Selten finden wir Kriminalromane, die in der Schweiz spielen. «Wachtmeister Studer» ist einer davon. Glauser versteht es, den Schweizer Dialekt mit der deutschen Sprache des Romans zu verbinden, dass der Leser dem Autor, die schweizerische Umgebung sofort abnimmt. Auch Gerzenstein, das verschlafene Dorf im Kanton Bern verstärkt die echte wirkende Atmosphäre der Geschichte. Friedrich Glauser hat mit «Wachtmeister Studer» einen Roman mit wesentlichem sozialen Gehalt geschaffen. Die Durchleuchtung des typisch schweizerischen Dorfs Gerzenstein mit seinen unmitteilsamen Bewohnern, ist eine für die 30er Jahre sehr heftige Kritik an der Schweiz. Das Buch ist ein Spiegel seiner Zeit, dass ohne Schmeichelei und ohne Hass das Bild dem Leser offenlegt.

Auch Anspielungen auf das Polizeisystem zeigen den kritischen Geist des Romans.
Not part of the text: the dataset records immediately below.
Issue #3023, opened 2023-01-19
Handle optional properties when flatten an alias


chunyu3:
When there are optional properties in an alias, should flatten these optional properties as nuallable parameters.
e.g.
```
alias ThingAliasWithOptionalProps = {
  @path id: string;
  @doc("name of the Thing")
  name: string;
  @doc("optional property of the Thing")
  color?: string;
  @doc("age of the Thing")
  age?: int32;
  @header top: int32;
};
op spreadAliasWithOptionalProps( ...ThingAliasWithOptionalProps ): void;
```

The expected generated sdk
```
public virtual Response SpreadAliasWithOptionalProps(string id, int top, string name, string color, int? age, CancellationToken cancellationToken = default)
```

ArcturusZhang:
I believe optional properties should be flattened into optional parameters in the method signature. For instance, the cadl
```
alias ThingAliasWithOptionalProps = {
  @path id: string;
  @doc("name of the Thing")
  name: string;
  @doc("optional property of the Thing")
  color?: string;
  @doc("age of the Thing")
  age?: int32;
  @header top: int32;
};
op spreadAliasWithOptionalProps( ...ThingAliasWithOptionalProps ): void;
```
should be generated as
```
public virtual Response SpreadAliasWithOptionalProps(string id, int top, string name, string color = null, int? age = null, CancellationToken cancellationToken = default)
```
So that the users will not required to pass in a `null` value for those optional properties. But this might introduce issues around overloads of methods, or issues of breaking changes when new properties are added into the alias because we will have to sort the parameters

PR #3025, opened 2023-01-19
fix the types and initializations of the spreaded parameters

ArcturusZhang:
Fixes https://github.com/Azure/autorest.csharp/issues/3023
Regen: nothing changed

# Description

# Checklist

# Ready to Land?


src/AutoRest.CSharp/LowLevel/Output/ConvenienceMethod.cs
```diff
@@ -6,8 +6,13 @@
 using AutoRest.CSharp.Generation.Types;
 using AutoRest.CSharp.Output.Models.Requests;
 using AutoRest.CSharp.Output.Models.Shared;
+using AutoRest.CSharp.Output.Models.Types;
 
 namespace AutoRest.CSharp.Output.Models
 {
-    internal record ConvenienceMethod(MethodSignature Signature, IReadOnlyList<(Parameter Protocol, Parameter? Convenience, InputParameter? Input)> ProtocolToConvenienceParameters, CSharpType? ResponseType, Diagnostic? Diagnostic);
+    internal record ConvenienceMethod(MethodSignature Signature, IReadOnlyList<ProtocolToConvenienceParameterConverter> ProtocolToConvenienceParameters, CSharpType? ResponseType, Diagnostic? Diagnostic);
```
archerzz, line 13:
```suggestion
    internal record ConvenienceMethod(MethodSignature Signature, IReadOnlyList<ProtocolToConvenienceParameterConverter> ProtocolToConvenienceParameterConverters, CSharpType? ResponseType, Diagnostic? Diagnostic);
```

src/AutoRest.CSharp/LowLevel/Output/OperationMethodChainBuilder.cs
```diff
@@ -464,6 +472,6 @@ private ReferenceOrConstant CreateReference(InputParameter? operationParameter,
 
         private record ReturnTypeChain(CSharpType Convenience, CSharpType Protocol, CSharpType? ConvenienceResponseType);
 
-        private record ParameterChain(InputParameter? Input, Parameter? Convenience, Parameter? Protocol, Parameter? CreateMessage);
+        private record ParameterChain(Parameter? Convenience, Parameter? Protocol, Parameter? CreateMessage, bool IsSpreadParameter = false);
```
chunyu3, line 475: ParameterChain contains parameters in different usage senarios, it may be a little confuse to add a `Kind` in such a chain.

ArcturusZhang: I did not add a `Kind`. I just spread some property you might need later in this class to decouple the Input out of this

ArcturusZhang: You could regard this as a follow up change on this comment: https://github.com/Azure/autorest.csharp/pull/3006#discussion_r1071133460

test/TestProjects/Spread-Cadl/Spread-Cadl.cadl
```diff
@@ -36,7 +36,9 @@ alias ThingAlias = {
   @doc("name of the Thing")
   name: string;
   @doc("age of the Thing")
-  age: int32;
+  age?: int32;
```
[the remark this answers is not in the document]
ArcturusZhang: I copied the test cases you added in your PR here

src/AutoRest.CSharp/LowLevel/Output/ConvenienceMethod.cs
ArcturusZhang: resolved

archerzz (approved):

test/TestProjects/Spread-Cadl/Generated/SpreadClient.cs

Die Kunst Personen glaubhaft zu Charakterisieren beherrscht Glauser zweifelsohne. Neben den Bewohnern von Gerzenstein ist Wachtmeister Studer eine hervorragend beschriebene Charaktere, die man im Laufe des Romans gut kennenlernt. So kann man sagen, Wachtmeister Studer ist ein Berner Fahnder, ein grosser Mann in grauem Flanell unter dem weiten Regenmantel, ein Filzhut auf dem Schädel, ein Brissago - Raucher. Ein Mann der geduldig zuhören kann, beharrlich ist, stur. Der Studer verurteilt nicht. Er hat Verständnis für die Gestrauchelten, die »armen Hunde«. Studer ist der Gegenentwurf zum übermächtig strengen Vater Friedrich Glausers.

Studer selbst war mit seinem Roman ganz und gar nicht zufrieden. So schreibt er 1936 an einen gewissen Kleiber:

„ Ich komme so langsam dahinter, wie schwer es ist, einen passablen Kriminalroman zu schreiben - und sie tun mir viel Ehre an, den >Studer< zu goûtieren. Wie schlecht konstruiert ist er - ich bemerke es voll Scham, jetzt wo ich ihn gedruckt wieder gelesen habe. Ich habe gemeint, dass man mit ein paar gelungenen Details einen Roman auf die Beine stellen könne. Das stimmt nich, leider gar nicht. Und wenn den Leuten das Buch gefällt, so lassen sie sich bluffen, weiter nichts. Das ist, was ich in Selbsterkenntnis und Selbstkritik festgestellt habe - und darum macht mir die Umarbeitung des zweiten Studerromans soviel Mühe. Ich möchte die Fehler des ersten Buches vermeiden.“

Trotz der schlechten Selbstkritik sind die Bücher von Friedrich Glauser, insbesondere seine Studer - Romane, sehr zu empfehlen. Neben seiner, von den Buchkritikern vielgerühmten Art in seinen Romanen zu kritisieren, trumpft Glauser mit detailreichen Erzählungen, unerwarteten Wendungen der Geschichte und einem klaren Faden durch die ganze Geschichte auf.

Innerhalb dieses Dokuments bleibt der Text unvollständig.